The “counter” Victorian fashion movement, Aesthetics. These were artisans, craftsmen, and designers committed to maintaining the highest quality of fabric, texture, line, and design in response to what they felt was “crass” mass production.
Getting their concepts from the “Pre-Raphaelites” who were a “rebellious” artistic movement (“Pre-Raphaelites” were protesting the formula type of art where light, composition, subject, and content were dictated by strict rules – thus wanting to go back in time before the “Raphaelites” who made all the rules came into power in the art world), the Aesthetics used the “Pre-Raphaelite concepts of eroticism, mysticism, mythological themes combined with artistic draping and fabulous colors, organic forms, fabrics, and notions to build what looked very much like the Pre-Raphaelite paintings. Their influence would blend and merge with “Art Nouveau” .
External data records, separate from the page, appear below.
PR #6666, opened 2026-07-13
fix(NumberInputField): better management of NaN values + fix `isNumber` validator

jsulpis:
## Type

- Bug

#### What is expected?

NumberInputField correctly handles special characters and empty values

- update the `isNumber` validator
- update the components to fix little bugs and console warnings
- add an e2e test

### DIFF
--- a/e2e/tests/numberInputField/render.tsx
+++ b/e2e/tests/numberInputField/render.tsx
@@ -15,12 +15,7 @@ const Render = () => {
   return (
     <Form errors={mockErrors} methods={methods} onSubmit={console.log}>
       <Stack gap={2}>
-        <Stack
-          gap={2}
-          style={{
-            width: '250px',
-          }}
-        >
+        <Stack gap={2} width="250px">
           <NumberInputField min={0} max={10} name="example" label="Test" />
           <Submit>Submit</Submit>
         </Stack>
--- a/e2e/tests/numberInputField/render.tsx
+++ b/e2e/tests/numberInputField/render.tsx
@@ -1,0 +1,53 @@
+import { useForm, Submit, Form, NumberInputField } from '@ultraviolet/form'
+import { Snippet, Stack } from '@ultraviolet/ui'
+import { mockErrors } from '../../mocks/mockErrors'
+
+const Render = () => {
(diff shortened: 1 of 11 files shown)


packages/form/src/components/NumberInputField/__tests__/index.test.tsx
```diff
@@ -196,46 +196,6 @@ describe('numberInputField', () => {
       })
     })
 
-    it('should fail validation when value is not a decimal number', async () => {
```
jsulpis, line 199: moved in e2e test

packages/ui/src/components/NumberInput/index.tsx
```diff
@@ -175,7 +161,7 @@ export const NumberInput = forwardRef(
                   step={step}
                   style={style}
                   type="number"
-                  value={value?.toString()}
+                  value={value === null || Number.isNaN(value) ? '' : value}
```
jsulpis, line 164: empty string to avoid a React warning because the component alternates between controlled and uncontrolled

etienne-scaleway: So no way to have this component uncontrolled ? Won't  this have some side effects ? 🤔

jsulpis: the uncontrolled version to use with the `register` function of react-hook-form will come in another PR. 

For the controlled version I think there is no side effect

e2e/tests/numberInputField/render.tsx
```diff
@@ -0,0 +1,53 @@
...
+  const { errors, isDirty, isValid } = methods.formState
+
+  return (
+    <Form errors={mockErrors} methods={methods} onSubmit={console.log}>
+      <Stack gap={2}>
+        <Stack
+          gap={2}
+          style={{
+            width: '250px',
+          }}
```
lisalupi:
```suggestion
            width="250px"
```

philibea (approved):

lisalupi (approved):

e2e/tests/numberInputField/render.tsx
jsulpis: ✅

PR #6675, opened 2026-07-15
chore(package): use new dev engine metadata

philibea:
## Type

- Enhancement

devEngines seems to be prefered over packageManager

https://github.com/orgs/pnpm/discussions/9817#discussioncomment-13973040

Will add the pnpm version to the pnpm lock
Capture d’écran 2026-07-15 à 16 00 58

### DIFF
--- a/package.json
+++ b/package.json
@@ -143,11 +143,22 @@
       "path": "./node_modules/cz-conventional-changelog"
     }
   },
+  "devEngines": {
+    "packageManager": {
+      "name": "pnpm",
+      "version": "11.11.0",
+      "onFail": "download"
+    },
+    "runtime": {
+      "name": "node",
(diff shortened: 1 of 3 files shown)


package.json
```diff
@@ -143,6 +143,18 @@
       "path": "./node_modules/cz-conventional-changelog"
     }
   },
+  "devEngines": {
+    "packageManager": {
```
jsulpis, line 147: is it a replacement for the `packageManager` field l.162 ? (should we remove it or is it kept for compatibility with something)

jsulpis (approved):

package.json
philibea: we can deleted it  now i think, it's should be supported by renovate, corepack

lisalupi (approved):

PR #6677, opened 2026-07-16
feat(Tabs): hover state

lisalupi:
## Type

- Enhancement

#### What is expected?
`Tabs`: improve hover/focus state

| url  |Capture d’écran 2026-07-16 à 10 27 42 | Capture d’écran 2026-07-16 à 10 28 01|

### DIFF
--- a/packages/ui/src/components/Tabs/styles.css.ts
+++ b/packages/ui/src/components/Tabs/styles.css.ts
@@ -67,16 +67,18 @@ const button = style({
       outline: 'none',
       textDecoration: 'none',
     },
-    '&[aria-disabled="false"]:not(:disabled):hover': {
+    '&[aria-disabled="false"]:not(:disabled):active': {
       borderBottomColor: theme.colors.primary.border,
       color: theme.colors.primary.text,
       outline: 'none',
     },
+    '&[aria-disabled="false"]:not(:disabled):hover': {
+      background: theme.colors.neutral.backgroundHover,
+    },
     '&[aria-disabled="false"]:not(:disabled):focus-visible': {
       boxShadow: `inset ${theme.shadows.focusPrimary}`,
-      borderBottomColor: theme.colors.primary.border,
-      color: theme.colors.primary.text,
       outline: 'none',
+      background: theme.colors.neutral.backgroundHover,
     },
     '&[aria-disabled="true"], &:disabled': {
       cursor: 'not-allowed',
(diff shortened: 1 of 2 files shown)


philibea (approved):

packages/ui/src/components/Tabs/styles.css.ts
```diff
@@ -116,18 +118,19 @@ const badge = style({
...
   padding: `0 ${theme.space[1]}`,
   selectors: {
-    [`${button}[aria-selected="false"]:hover &, ${button}[aria-selected="false"]:active &`]: {
-      backgroundColor: theme.colors.primary.background,
-      borderColor: theme.colors.primary.background,
-      color: theme.colors.primary.text,
-    },
+    [`${button}:not(:disabled)[aria-selected="false"]:hover &, ${button}[aria-selected="false"]:active &, ${button}[aria-selected="false"]:focus-visible &`]:
+      {
+        backgroundColor: theme.colors.primary.background,
```
jsulpis: the badge in primary on hover is not very readable, I think it would be better to keep it neutral 

Image

Image

packages/ui/src/components/Tabs/styles.css.ts
```diff
@@ -67,16 +67,18 @@ const button = style({
...
     },
+    '&[aria-disabled="false"]:not(:disabled):hover': {
+      background: theme.colors.neutral.backgroundHover,
+    },
     '&[aria-disabled="false"]:not(:disabled):focus-visible': {
       boxShadow: `inset ${theme.shadows.focusPrimary}`,
-      borderBottomColor: theme.colors.primary.border,
-      color: theme.colors.primary.text,
       outline: 'none',
+      background: theme.colors.neutral.backgroundHover,
```
jsulpis: on keyboard focus the neutral background in the primary border looks a bit weird to me, I think the border alone is enough. WDYT ?

Image

Image

lisalupi: @mhervouet what do you think?

jsulpis (approved):

packages/ui/src/components/Tabs/styles.css.ts
jsulpis: I let you check with Mathieu, it's ok if you prefer to keep the background

mhervouet: Can we have a background for hover but no background when it's in focus? If that's okay, I'd actually prefer not to have a background when it's in focus.

PR #6680, opened 2026-07-17
fix(TextArea): fix automatic resize when rows="auto"

jsulpis:
## Type

- Bug

#### What is expected?

Textarea can be resized and keep its size and scroll position when typing in it.

- use the new CSS property field-sizing in supported browsers
- use a fallback with a less good behavior on older browsers (the textarea won't shrink back because it causes scroll issues)

#### To check the fallback behavior
- open Firefox
- go to about:config
- search for "field-sizing"
- disable `layout.css.field-sizing.enabled` using the arrow on the right

### DIFF
--- a/.changeset/lovely-stamps-battle.md
+++ b/.changeset/lovely-stamps-battle.md
@@ -1,0 +1,5 @@
+---
+"@ultraviolet/ui": patch
+---
+
+`TextArea`: fix automatic resize when rows="auto"
--- a/packages/form/src/components/TextAreaField/__tests__/__snapshots__/index.test.tsx.snap
+++ b/packages/form/src/components/TextAreaField/__tests__/__snapshots__/index.test.tsx.snap
@@ -27,7 +27,7 @@ exports[`textAreaField > should render correctly 1`] = `
             id="_r_0_"
             name="test"
             rows="3"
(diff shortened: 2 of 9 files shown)


lisalupi (commented):
Image You should update this story, its description is not correct anymore with the changes you made. Why did you remove the automatic expand of the component?
```
textArea.style.height = 'auto'
textArea.style.resize = 'none'
```

philibea (approved):

jsulpis:
> Image You should update this story, its description is not correct anymore with the changes you made. Why did you remove the automatic expand of the component?
> 
> ```
> textArea.style.height = 'auto'
> textArea.style.resize = 'none'
> ```

- I updated the docs on the story
- the textarea should still automatically expand: either thanks to the native property `field-sizing`, or with the line that sets the height in inline style using the scrollHeight. The line `textArea.style.height = 'auto'` is what allowed the textarea to shrink, but I removed it since it causes a scroll jump (we can save and restore the scroll programmatically but it doesn't work well if the html has `scroll-behavior: smooth`, so I haven't found a good solution). So it's a bit less good but it's the fallback behavior for older browsers so I think it's acceptable.
- I removed the `textArea.style.resize = 'none'` because I have seen no conflit with the automatic resize behavior so I think we can keep the textarea always resizable (it can be useful even with automatic resize)

lisalupi (approved):

PR #6684, opened 2026-07-17
docs(Bullet): accessibility audit

lisalupi:
## Type

- Documentation

#### What is expected?
Audit `Bullet` accessibility

### DIFF
--- a/packages/ui/src/components/Bullet/__stories__/A11y.mdx
+++ b/packages/ui/src/components/Bullet/__stories__/A11y.mdx
@@ -13,7 +13,7 @@ A decorative component that displays content (icon or text) within a colored cir
 1. ❌ **Perceivable**: Text-to-background contrast ratios fall below 4.5:1 for several sentiment/prominence combinations
 2. ✅ **Operable**: Component is not interactive, no keyboard requirements
 3. ✅ **Understandable**: Content is readable when provided
-4. ❌ **Robust**: Uses generic `<div>` without semantic role support; lacks `aria-hidden` or `role` props for proper assistive technology integration
+4. ❌ **Robust**: Uses generic `<div>` without semantic role support; lacks `aria-hidden` or `role='img'` props for proper assistive technology integration for icon-only bullets
 
 ## ARIA Pattern
 
--- a/packages/ui/src/components/Bullet/__stories__/A11y.mdx
+++ b/packages/ui/src/components/Bullet/__stories__/A11y.mdx
@@ -1,0 +1,68 @@
+import { Meta } from '@storybook/addon-docs/blocks'
+
+<Meta title="UI/Badges/Bullet/A11y" />
+
+# Bullet - Accessibility
+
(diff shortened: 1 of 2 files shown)


packages/ui/src/components/Bullet/__stories__/A11y.mdx
```diff
@@ -0,0 +1,68 @@
...
+## Description
+
+A decorative component that displays content (icon or text) within a colored circular background. Supports multiple sizes, sentiments, prominence variants, and optional tooltip. Used for status indicators, badges, or visual markers.
+
+## Summary
+
+1. ❌ **Perceivable**: Text-to-background contrast ratios fall below 4.5:1 for several sentiment/prominence combinations
+2. ✅ **Operable**: Component is not interactive, no keyboard requirements
+3. ✅ **Understandable**: Content is readable when provided
+4. ❌ **Robust**: Uses generic `<div>` without semantic role support; lacks `aria-hidden` or `role` props for proper assistive technology integration
```
jsulpis: I'm not sure there is a role for that if it's just a content 🤔 or maybe in the case of icons ?

packages/ui/src/components/Bullet/__stories__/index.stories.tsx
```diff
@@ -7,9 +7,9 @@ export default {
   parameters: {
     a11yStatus: {
       perceivable: false,
-      operable: false,
-      understandable: false,
-      robust: false,
+      operable: true,
+      understandable: true,
+      robust: true,
```
jsulpis: to be consistent with the other file
```suggestion
      robust: false,
```

jsulpis (approved):

packages/ui/src/components/Bullet/__stories__/A11y.mdx
lisalupi: in case of icon and maybe when it is done as a list (in the [`StepList`](https://storybook.ultraviolet.scaleway.com/?path=/docs/ui-data-display-steplist--docs&globals=theme:dark) component) but i am not sure about that

philibea (approved):

packages/ui/src/components/Bullet/__stories__/A11y.mdx
iManu: same, I think this is for icon only. It should be resolved by the icons RFC current work 

- `role="img"` with `aria-label` (or an other accessible name) when representing a status icon with meaning, or aria-hidden if a label visually exist (in StepList for instance)

iManu (approved):
The icon only case may be resolved after icon refacto I guess

packages/ui/src/components/Bullet/__stories__/A11y.mdx
lisalupi: fixed, i specified that the aria-hidden/role props apply only to icon-only bullets

PR #6691, opened 2026-07-19
fix(test): form relative path import inside 'utils/test' break resolu…

philibea:
…tion with turbo

## Type

- Bug


utils/test/src/vitest/helpers/index.tsx
```diff
@@ -1,9 +1,7 @@
-import { render, renderHook } from '@testing-library/react'
+import { render } from '@testing-library/react'
 import type { RenderOptions } from '@testing-library/react'
 import { consoleLightTheme, ThemeProvider } from '@ultraviolet/themes'
-import type { ComponentProps, ReactElement, ReactNode } from 'react'
-import type { FormErrors, UseFormProps } from '../../../../../packages/form/src'
-import { Form, useForm } from '../../../../../packages/form/src/index'
```
philibea, line 6: this relative import break.it's resolved by vitest which will try to run some test not relative to the current package.

To check, delete all */.turbo and ./dist and just run test:unit:coverage inside icons packages.

jsulpis (approved):

PR #6695, opened 2026-07-20
docs: fix Storybook docgen

jsulpis:
## Type

- Documentation

#### What is expected?

Storybook playgrounds show relevant documentation for the components properties

**Still broken**:
- props defined with `XOR` (Button, Link, Breadcrumb...). Only those part are broken, the others props are fine
- props using a `ReceipeVariants` type from Vanilla Extract (Button, Badge, Alert...)
- other complex props types

- remove [react-docgen-typescript](https://github.com/styleguidist/react-docgen-typescript) which has no commit since more than 1 year and doesn't support typescript 7
- use the default [react-docgen](https://github.com/reactjs/react-docgen) which seems more maintained and seems to work fine

| GlobalAlert  | image | image |

### DIFF
--- a/.storybook/main.ts
+++ b/.storybook/main.ts
@@ -38,16 +38,6 @@ const main = defineMain({
     '../utils/stories/src/**/*.mdx',
     '../utils/stories/src/**/*.stories.tsx',
   ],
-
-  typescript: {
-    reactDocgen: 'react-docgen-typescript',
-    reactDocgenTypescriptOptions: {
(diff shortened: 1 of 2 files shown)


lisalupi (approved):
maybe we can change the broken props that get their type from vanilla extract to better fix the component stories? It’s not done consistently across the codebase anyway, so this would be a great opportunity to have a more coherent prop definition "schema".

PR #6696, opened 2026-07-21
feat(Theme): font fallback

lisalupi:
## Type

- Enhancement

#### What is expected?

Add font fallbacks directly in the theme, with fallback similar to `--font-inter`, `--font-jetbrains`, and `--font-space-grotesk` (from `@ultraviolet/fonts`).

Fallback on heading text: 
Before: 

https://github.com/user-attachments/assets/5042db8a-8b5f-439a-b04c-f05b1bc6da1f

After: 

https://github.com/user-attachments/assets/5079ac83-329a-4c65-b5c8-51652b0d59fd


philibea (approved):

philibea (approved):

utils/config/tsconfig/base.json
```diff
@@ -15,7 +15,7 @@
     "module": "esnext",
     "noEmit": true,
     "noFallthroughCasesInSwitch": true,
-
+    "allowImportingTsExtensions": true,
```
philibea, line 18: why do you need this ?
this has already been had to the root config tsconfig.json which is used for 

```"include": [
    "utils/**/*.ts",
    "utils/**/*.tsx",
    "**/*.spec.ts",
    ".storybook/**/*.ts",
    ".storybook/**/*.tsx",
    "**/__stories/*.stories.tsx"
  ]
```

lisalupi: without it I had a typecheck error:
```js
@utils/stories:typecheck: ../scripts/figma-synchronise-token/generatePalette.ts:3:32 - error TS5097: An import path can only end with a '.ts' extension when 'allowImportingTsExtensions' is enabled.
@utils/stories:typecheck: 
@utils/stories:typecheck: 3 import { FONTS_FALLBACK } from './constants.ts'
@utils/stories:typecheck:                                  ~~~~~~~~~~~~~~~~
```

And if I removed the `.ts` it broke the script ^^'

jsulpis (approved):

A key Aesthetic rule was that there were to be NO CORSETS, and NO UNDERSTRUCTURES. They felt the forms and messages would convey enough. A few women embraced their designs, but most of the Aesthetic models and real life customers were considered quite radical for the time.
(Photos: left – Violet Lindsay; right – Jane Morris (wife of the founder) – both about 1894 in Aesthetic Dress. They were the key champions for the cause, and don’t they look happy??)